Data excerpts:

PR #14780, opened 2025-03-21
Fix custom field duplication when cloning contacts

Hugo-Prossaird:

## Description

Clone lead fields redirect to Edit view, instead of Clone. This PR updates it to use the same logic as Segment.

---
### 📋 Steps to test this PR:

- Go to Custom fields and try to clone an existing lead custom field

Capture d’écran 2025-03-21 à 11 23 28

**Before:** Redirected to /edit route

Capture d’écran 2025-03-21 à 11 27 46

**After:** Redirect to /clone

Capture d’écran 2025-03-21 à 11 23 46


matbcvo:
Cloning doesn't work as expected. I would expect the custom field to be cloned after clicking the Save button once. I currently need to click the Save button three times before the clone is actually created.

Aslo the max character limit field does not inherit the value from the original item - it should be copied automatically during the cloning.

An error also appears after the first attempt to save.

https://github.com/user-attachments/assets/d9e12b74-40b7-48db-8bae-7752da67f695

Hugo-Prossaird:
> Cloning doesn't work as expected. I would expect the custom field to be cloned after clicking the Save button once. I currently need to click the Save button three times before the clone is actually created.
> 
> Aslo the max character limit field does not inherit the value from the original item - it should be copied automatically during the cloning.
> 
> An error also appears after the first attempt to save.
> 
>  Screen.Recording.2025-03-21.140108.mp4

Fixed ! 
If we tried to clone a fixed field, it remained 'unwritable,' and some properties were not persisted in the clone. Now, it should work like a normal field clone.

Capture d’écran 2025-03-28 à 11 36 01

escopecz:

Exercise goal: State how many lines of the data include the word "copied", with nothing else.

Output of the task: 2